(Records drawn from a dataset)

##########

PR #5793, opened 2024-02-26
Updating tools/metaphlan from version 4.0.6 to 4.1.1

gxydevbot:
Hello! This is an automated update of the following tool: **tools/metaphlan**. I created this PR because I think the tool's main dependency is out of date, i.e. there is a newer version available through conda.

I have updated tools/metaphlan from version 4.0.6 to 4.1.0.

**Project home page:** https://github.com/biobakery/MetaPhlAn/releases

For any comments, queries or criticism about the bot, not related to the tool being updated in this PR, please create an issue [here](https://github.com/planemo-autoupdate/autoupdate/issues/new).

PR #6183, opened 2024-07-27
Bump metaphlan

bernt-matthias:
replaces https://github.com/galaxyproject/tools-iuc/pull/5793

I'm not entirely sure if we should implement the subsampling parameters: 

- the make the tool form more complex/error prone (in the current we do not match the paired parameters with paired inputs, and they are only allowed for fastqinput)
- maybe there are better external tools for the job, but
  - then we have the intermediate output
  - and we also can not (or its difficult) to subsample the mapping results (maybe with 2 metaphlan runs)

FOR CONTRIBUTOR:


tools/metaphlan/metaphlan.xml
```diff
@@ -118,7 +118,7 @@ python '$__tool_directory__/customizemetadata.py'
 
 metaphlan
 #if $inputs.in.selector == "raw"
-    '$file_path'
+    $file_path
```
bgruening, line 121: are you sure about that one?

tools/metaphlan/metaphlan.xml
```diff
@@ -351,6 +399,8 @@ python '$__tool_directory__/formatoutput.py'
                 label="Scale relative abundances to the number of reads mapping to known clades in order to estimate unknowness?"/>
             <param name="krona_output" type='boolean' checked="false" truevalue='true' falsevalue='false' label="Output for Krona?"/>
         </section>
+        <!-- enabling this is tests will allow metaphlan to download reference data (we do this only with the smallish TOY DB) -->
```
bgruening, line 402:
```suggestion
        <!-- enabling this in tests will allow metaphlan to download reference data (we do this only with the smallish TOY DB) -->
```

tools/metaphlan/test-data/test_database_versioned.loc
bgruening, line 1: I guess those files should be called .test by conversion.

bernt-matthias: > I guess those files should be called .test by conversion.

I guess you mean https://github.com/galaxyproject/tools-iuc/blob/5ce2989223313aaa8dccb4fb2be7f4cce88a70d0/tools/metaphlan/tool_data_table_conf.xml.test? Can't remember that this is none for the loc files. But I also don't care :)

bgruening: https://github.com/search?q=repo%3Agalaxyproject%2Ftools-iuc%20loc.test&type=code

Its also better to grep or distinguish on the hard drive.

tools/metaphlan/metaphlan.xml
bgruening: I see why you are doing it ... its a bit hard to read, but ok.

This is missing? https://github.com/galaxyproject/tools-iuc/pull/6183/files#diff-8cacfb8eaa2b96a3a171b27052b6f317fd58f37ab1dc0e9d5f3e8d2d8550304eR48

bernt-matthias:
Ready from my side. The only thing that I still do not like here is the `multiple` option in the raw_in selector. But I'm hesitant to change the conditional.

bgruening (approved):

tools/metaphlan/metaphlan.xml
```diff
@@ -854,16 +1046,18 @@ python '$__tool_directory__/formatoutput.py'
...
                 </assert_contents>
             </output>
-        </test>
-        <test expect_num_outputs="2">
+            <assert_stderr>
+                <has_text text="Downloading" negate="true"/>
+            </assert_stderr>
+        </test> -->
+        <!-- bowtie2out, cached DB -->
+        <!-- <test expect_num_outputs="2">
```
bgruening, line 1054: Good from my side, but I guess you want to take alle those tests in again?

PR #6193, opened 2024-07-29
add flexynesis

nilchia:
FOR CONTRIBUTOR:

This PR adds [flexynesis](https://github.com/BIMSBbioinfo/flexynesis) to Galaxy


nilchia:
The problem is that the `data_types` argument should be the name of the omics file (E.g. gex here).
but when the value is set to "gex" it thinks that it is a file and not a text. So it gives: `--data_types {'src': 'hda', 'id': '55d23f6c34fa3eae'}` for example.

nilchia:
I added another omics file and that problem is solved.

nilchia:
why does it use `diff` for "job.feature_importance" element?
I did not set `compare="diff"`

bgruening:
You specified `file` so you want to compare the file with something ... and the default comparison method is diff. Remove the `file`.

nilchia:
Thanks @bgruening !

tools/flexynesis/flexynesis.xml
```diff
@@ -0,0 +1,322 @@
...
+    <macros>
+        <import>macros.xml</import>
+    </macros>
+    <expand macro="edam"/>
+    <expand macro="requirements"/>
+    <command detect_errors="exit_code"><![CDATA[
+        #if str($license_type) == 'academic' or str($license_type) == 'commercial':
+            mkdir -p 'input/test' &&
+            mkdir -p 'input/train' &&
+            mkdir -p 'output' &&
```
bgruening, line 12:
```suggestion
            mkdir -p input/test input/train output &&
```

tools/flexynesis/macros.xml
```diff
@@ -0,0 +1,133 @@
...
+                        <option value="RandomSurvivalForest">RandomSurvivalForest</option>
+                    </param>
+                    <when value="DirectPred"></when>
+                    <when value="GNN">
+                        <param argument="--gnn_conv_type" type="select" label="GNN convolution type" help="Which graph convolution type to use.">
+                            <option value="GC">GC</option>
+                            <option value="GCN">GCN</option>
+                            <option value="SAGE">SAGE</option>
+                        </param>
+                        <param argument="--string_organism" type="integer" value="9606" label="string organism" help="STRING DB organism id. Default is 9606 (Homo Sapiens)." />
```
bgruening, line 76: Maybe add here a select with optional integer overwrite? And include most command organisms?

tools/flexynesis/macros.xml
```diff
@@ -0,0 +1,133 @@
...
+                        <param argument="--string_node_name" type="select" label="String node name" help="">
+                            <option value="gene_name">Gene name</option>
+                            <option value="gene_id">Gene id</option>
+                        </param>
+                    </when>
+                    <when value="MultiTripletNetwork"></when>
```
bgruening, line 82:
```suggestion
                    <when value="MultiTripletNetwork"/>
```

bgruening: This could be proposed as a galaxy-language-server enhancement.

tools/flexynesis/macros.xml
```diff
@@ -0,0 +1,133 @@
...
+                    <when value="RandomForest"></when>
+                    <when value="SVM"></when>
+                    <when value="RandomSurvivalForest"></when>
+                </conditional>
+                <param argument="--target_variables" type="text" label="Target variables" help="Which variables in 'clin.csv' to use for predictions, comma-separated if multiple.">
```
bgruening, line 87: Do you know this param type: https://docs.galaxyproject.org/en/latest/dev/schema.html#data-column

tools/flexynesis/macros.xml
```diff
@@ -0,0 +1,133 @@
...
+            <when value="cm_train">
+                <param argument="--model_class" type="select" label="Model class" help="The kind of model class to instantiate">
+                    <option value="CrossModalPred">CrossModalPred</option>
+                </param>
+                <param argument="--input_layers" type="text" label="Input layers" help="Which data types to use as input/encoded layers, comma-separated if multiple.">
+                    <sanitizer invalid_char="">
+                        <valid initial="string.printable"></valid>
+                    </sanitizer>
+                </param>
+                <param argument="--output_layers" type="text" label="Output layers" help="Which data types to use as output/decoded layers, comma-separated if multiple.">
```
bgruening, line 119: I assume its quite hard for a user to know what this input here is. Any idea?

tools/flexynesis/macros.xml
```diff
@@ -0,0 +1,133 @@
...
+            <param argument="--early_stop_patience" type="integer" min="-1" value="10" label="Early stop patience" help="How many epochs to wait when no improvements in validation loss are observed. Set to -1 to disable early stopping." />
+            <param argument="--hpo_iter" type="integer" min="1" value="100" label="Hyperparameter Iterations" help="Number of iterations for hyperparameter optimisation." />
+            <param argument="--hpo_patience" type="integer" min="0" value="10" label="Hyperparameter patience" help="How many hyperparameter optimisation iterations to wait for when no improvements are observed. Set to 0 to disable early stopping." />
+            <param argument="--use_cv" type="boolean" truevalue="--use_cv" falsevalue="" checked="false" label="Cross validation" help="If set, a 5-fold cross-validation training will be done. Otherwise, a single training on 80 percent of the dataset is done. " />
+            <param argument="--use_loss_weighting" type="boolean" truevalue="True" falsevalue="False" checked="true" label="Loss weighting" help="Whether to apply loss-balancing using uncertainty weights method." />
```
bgruening, line 40:
```suggestion
            <param argument="--use_loss_weighting" type="boolean" truevalue="--use_loss_weighting" falsevalue="" checked="true" label="Loss weighting" help="Whether to apply loss-balancing using uncertainty weights method." />
```

tools/flexynesis/flexynesis.xml
```diff
@@ -0,0 +1,322 @@
...
+                        --variance_threshold $variance_threshold
+                        --correlation_threshold $correlation_threshold
+                        --subsample $subsample
+                        --features_min $features_min
+                        --features_top_percentile $features_top_percentile
+                        --data_types $data_types
+                        --log_transform $log_transform
+                        --early_stop_patience $early_stop_patience
+                        --hpo_patience $hpo_patience
+                        --use_loss_weighting $use_loss_weighting
```
bgruening, line 52:
```suggestion
                        $use_loss_weighting
```

tools/flexynesis/flexynesis.xml
```diff
@@ -0,0 +1,322 @@
...
+                        $use_cv
+                        $evaluate_baseline_performance
+                        $disable_marker_finding
+        #end if
+    ]]></command>
+    <inputs>
+        <conditional name="license" label="LICENSE">
```
bgruening, line 59: You can copy this one here https://github.com/galaxyproject/tools-iuc/blob/6da96d865a3a557cfa3ad09e1cfa830519e73748/tools/meme/fimo.xml#L164

tools/flexynesis/macros.xml
bgruening: Change all booleans to this please.

tools/flexynesis/macros.xml
nilchia: That would be nice. I think only "homo sapiens" and "mus musculus" are needed.

tools/flexynesis/macros.xml
nilchia: The `--input_layers` and `--output_layers` should be set to one or more modalities (set in `--data_types`)
Maybe a better help?
I'll try

tools/flexynesis/flexynesis.xml
nilchia: I think for this it does not work.
Because it should be: `--use_loss_weighting True` or `--use_loss_weighting False`

but for `--disable_marker_finding` it works.

```
 --use_loss_weighting (str) – Whether to apply loss-balancing using uncertainty weights method. Choices are ['True', 'False']. Default is 'True'.

 --disable_marker_finding: (bool) - If set, marker discovery after model training is disabled.
 ```

bgruening: Ok, please create upstream issues about this inconsistency. 
And then you can still use the trick just adopt the truevalue="--use_loss_w True"

nilchia: Nice trick :exploding_head:

tools/flexynesis/macros.xml
nilchia: For this param I have to specify `data_ref=""` but here both `$test` and `$train` have multiple inputs.
Is it possible to specify "clin.csv" from one of these inputs?

tools/flexynesis/macros.xml
nilchia: Better?

tools/flexynesis/macros.xml
bgruening: Ok, too bad, ok leave it like that.

PR #6194, opened 2024-07-30
Add PACU SNP phylogeny workflow

BertBog:
FOR CONTRIBUTOR:

To render the report, the tools must be added to the allow list.


tools/pacu/macros.xml
```diff
@@ -0,0 +1,38 @@
...
+            journal = {Journal of clinical microbiology},
+            language = {eng},
+            month = {mar},
+            pages = {e0157623},
+            pmid = {38441926},
+            title = {{Closing the gap: Oxford Nanopore Technologies R10 sequencing allows comparable results to Illumina
+            sequencing for SNP-based outbreak investigation of bacterial pathogens.}},
+            year = {2024}
+            }
+        </citation>
```
bgruening, line 35:
```suggestion
        <citation type="doi">10.1128/jcm.01576-23</citation>
```

tools/pacu/pacu_map.xml
```diff
@@ -0,0 +1,113 @@
...
+    <macros>
+        <import>macros.xml</import>
+    </macros>
+    <expand macro='xrefs'/>
+    <expand macro="requirements" />
+    <stdio>
+        <exit_code range="1:" level="fatal"/>
+    </stdio>
+    <expand macro="version_command" />
+    <command>
```
bgruening, line 14:
```suggestion
    <expand macro="version_command" />
    <command detect_errors="exit_code">
```

tools/pacu/pacu_map.xml
```diff
@@ -0,0 +1,113 @@
...
+        #if str($fastq_tech.read_type) == 'illumina':
+            --fastq-illumina $fastq_tech.fastq_illumina_1 $fastq_tech.fastq_illumina_2
+            --fastq-illumina-names "$fastq_tech.fastq_illumina_1.name" "$fastq_tech.fastq_illumina_2.name"
+        #elif str($fastq_tech.read_type) == 'ont':
+            --fastq-ont $fastq_tech.fastq_ont
+            --fastq-ont-name "$fastq_tech.fastq_ont.name"
+        #end if
+
+        ## Output
+        --output $bam
```
bgruening, line 33:
```suggestion
        --output '$bam'
```

Please quote all data and text inputs.

tools/pacu/pacu_map.xml
```diff
@@ -0,0 +1,113 @@
...
+        --ref-fasta-name "$ref_fasta.name"
+
+        ## FASTQ input
+        --read-type $fastq_tech.read_type
+        #if str($fastq_tech.read_type) == 'illumina':
+            --fastq-illumina $fastq_tech.fastq_illumina_1 $fastq_tech.fastq_illumina_2
+            --fastq-illumina-names "$fastq_tech.fastq_illumina_1.name" "$fastq_tech.fastq_illumina_2.name"
+        #elif str($fastq_tech.read_type) == 'ont':
+            --fastq-ont $fastq_tech.fastq_ont
+            --fastq-ont-name "$fastq_tech.fastq_ont.name"
```
bgruening, line 29: please use single-quotes

tools/pacu/pacu_map.xml
```diff
@@ -0,0 +1,113 @@
...
+        #end if
+
+        ## Output
+        --output $bam
+
+        ## Working directory
+        --dir-working \$_GALAXY_JOB_TMP_DIR
```
bgruening, line 36: you can simply use `./` Galaxy provides you a clean working dir

tools/pacu/pacu_map.xml
```diff
@@ -0,0 +1,113 @@
...
+
+        ## Other options
+        $trim
+        --threads 4
```
bgruening, line 40: please use GALAXY_SLOTS here

tools/pacu/pacu_snp.xml
```diff
@@ -0,0 +1,132 @@
+<tool id="pacu" name="PACU" version="@VERSION@">
```
bgruening, line 1: can you please use our recommendation for versioning https://galaxy-iuc-standards.readthedocs.io/en/latest/best_practices/tool_xml.html#tool-versions 

and add a profile version?

tools/pacu/pacu_snp.xml
```diff
@@ -0,0 +1,132 @@
...
+    <description>Workflow for whole genome sequencing based phylogeny of Illumina and ONT R9/R10 data.</description>
```
bgruening, line 2:
```suggestion
    <description>whole genome sequencing based phylogeny of Illumina and ONT R9/R10 data</description>
```

trying to shorten it a bit

tools/pacu/pacu_snp.xml
```diff
@@ -0,0 +1,132 @@
...
+    <macros>
+        <import>macros.xml</import>
+    </macros>
+    <expand macro='xrefs'/>
+    <expand macro="requirements"/>
+    <stdio>
+        <exit_code range="1:" level="fatal"/>
+    </stdio>
+    <expand macro="version_command"/>
+    <command>
```
bgruening, line 12:
```suggestion
    <expand macro="version_command"/>
    <command detect_errors="exit_code">
```

tools/pacu/pacu_snp.xml
```diff
@@ -0,0 +1,132 @@
...
+        <![CDATA[
+        PACU_galaxy
+
+        ## Input files
+        --ref-fasta $input.ref_fasta
+        --ref-fasta-name "$input.ref_fasta.name"
+
+        #for $bam in $input.bam_ilmn:
+            #if $bam:
+                --bam-ilmn $bam "$bam.name"
```
bgruening, line 22: please single-quotes

tools/pacu/pacu_snp.xml
```diff
@@ -0,0 +1,132 @@
...
+    <stdio>
+        <exit_code range="1:" level="fatal"/>
+    </stdio>
+    <expand macro="version_command"/>
+    <command>
+        <![CDATA[
+        PACU_galaxy
+
+        ## Input files
+        --ref-fasta $input.ref_fasta
```
bgruening, line 17: single-quotes

tools/pacu/pacu_snp.xml
```diff
@@ -0,0 +1,132 @@
...
+            </section>
+            <output name="html" ftype="html">
+                <assert_contents>
+                    <has_text text="PACU report"/>
+                </assert_contents>
+            </output>
+        </test>
+    </tests>
+    <help>
+        **Warning:** At least four input BAM files are required for bootstrapping (these can be a mix of Illumina / ONT
```
bgruening, line 125: A data param has a min="4" argument that you can use: https://docs.galaxyproject.org/en/latest/dev/schema.html#id48

tools/pacu/pacu_map.xml
```diff
@@ -0,0 +1,113 @@
+<tool id="pacu_map" name="PACU - mapping" version="@VERSION@">
+    <description>
+        Helper tool to map ONT / Illumina reads to a reference genome for the PACU workflow
```
bgruening, line 3:
```suggestion
        Map ONT / Illumina reads to a reference genome for PACU
```

shorten ...

tools/pacu/pacu_map.xml
```diff
@@ -0,0 +1,113 @@
+<tool id="pacu_map" name="PACU - mapping" version="@VERSION@">
```
bgruening, line 1: please add profile ...

bgruening (commented):
Thanks @BertBog! Please add a shed.yml e.g. https://github.com/galaxyproject/tools-iuc/blob/main/tools/ivar/.shed.yml

I also added some comments inline.

tools/pacu/pacu_map.xml
BertBog: I tried, but the tool currently requires an absolute path for the working directory. I'll fix this when I update the PACU package to the next version, but for now I'll keep the `\$_GALAXY_JOB_TMP_DIR` to make the wrapper work, if that's OK?

tools/pacu/pacu_snp.xml
BertBog: The tool needs four input datasets in total, but this can be a combination of the bam-ont and bam-ilmn options. So forcing a minimum of 4 will not solve the problem.

BertBog:
Hey @bgruening 
Thanks a lot for the quick feedback! I have addressed your comments. Let me know if I still need to adapt some things.

tools/pacu/pacu_map.xml
bgruening: You can use `\$PWD` I think to get to the current working dir.

BertBog:
> The tests are unfortunately failing. Please see at the bottom of the page here: https://github.com/galaxyproject/tools-iuc/actions/runs/10164187651?pr=6194
> 
> bedtools is missing as dependency is one error.
> 
> You can test this locally with `planemo test --biocontainers ./tool/dir/`

Ok thanks, good to know that I can run the tests in mulled containers. The tests should work now. I missed the dependency issue due to a global `bedtools' installation.
I updated the source to fix the renaming issue with the `PACU_map' script and added the missing dependency to the bioconda recipe.

tools/pacu/pacu_snp.xml
```diff
@@ -0,0 +1,132 @@
...
+
+        #for $bam in $input.bam_ilmn:
+            #if $bam:
+                --bam-ilmn $bam '$bam.name'
+            #end if
+        #end for
+
+        #for $bam in $input.bam_ont:
+            #if $bam:
+                --bam-ont $bam '$bam.name'
```
bgruening, line 25:
```suggestion
                --bam-ont '$bam' '$bam.element_identifier'
```

tools/pacu/pacu_snp.xml
```diff
@@ -0,0 +1,132 @@
...
+            #end if
+        #end for
+
+        ## Phages
+        #if str($input.mask_phages.mask_phages_selector) == 'yes':
+            --ref-bed $input.mask_phages.bed_phages
```
bgruening, line 31:
```suggestion
            --ref-bed '$input.mask_phages.ref_bed'
```
This one? Please add a test for this.

tools/pacu/pacu_snp.xml
```diff
@@ -0,0 +1,132 @@
...
+            <param argument="--bam-ont" type="data" format="bam" multiple="true" optional="true" label="BAM files (ONT)"
+                   help="Make sure the reads are mapped to the reference selected above."/>
+            <conditional name="mask_phages">
+                <param name="mask_phages_selector" type="select" label="Mask (pro-)phage regions">
+                    <option value="no" selected="true">No</option>
+                    <option value="yes">Yes</option>
+                </param>
+                <when value="yes">
+                    <param argument="--ref-bed" type="data" format="bed"
+                           label="BED file with (pro-)phage regions in the reference genome"/>
```
bgruening, line 73: You could also just make this input file optional="true" and get rid of the conditional.

tools/pacu/pacu_map.xml
```diff
@@ -0,0 +1,106 @@
...
+        --ref-fasta-name '$ref_fasta.name'
+
+        ## FASTQ input
+        --read-type $fastq_tech.read_type
+        #if str($fastq_tech.read_type) == 'illumina':
+            --fastq-illumina $fastq_tech.fastq_illumina_1 $fastq_tech.fastq_illumina_2
+            --fastq-illumina-names '$fastq_tech.fastq_illumina_1.name' '$fastq_tech.fastq_illumina_2.name'
+        #elif str($fastq_tech.read_type) == 'ont':
+            --fastq-ont $fastq_tech.fastq_ont
+            --fastq-ont-name '$fastq_tech.fastq_ont.name'
```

##########

Your answer must be the lines from the first line of the records through the line containing "- the make the", copied exactly.

PR #5793, opened 2024-02-26
Updating tools/metaphlan from version 4.0.6 to 4.1.1

gxydevbot:
Hello! This is an automated update of the following tool: **tools/metaphlan**. I created this PR because I think the tool's main dependency is out of date, i.e. there is a newer version available through conda.

I have updated tools/metaphlan from version 4.0.6 to 4.1.0.

**Project home page:** https://github.com/biobakery/MetaPhlAn/releases

For any comments, queries or criticism about the bot, not related to the tool being updated in this PR, please create an issue [here](https://github.com/planemo-autoupdate/autoupdate/issues/new).

PR #6183, opened 2024-07-27
Bump metaphlan

bernt-matthias:
replaces https://github.com/galaxyproject/tools-iuc/pull/5793

I'm not entirely sure if we should implement the subsampling parameters: 

- the make the tool form more complex/error prone (in the current we do not match the paired parameters with paired inputs, and they are only allowed for fastqinput)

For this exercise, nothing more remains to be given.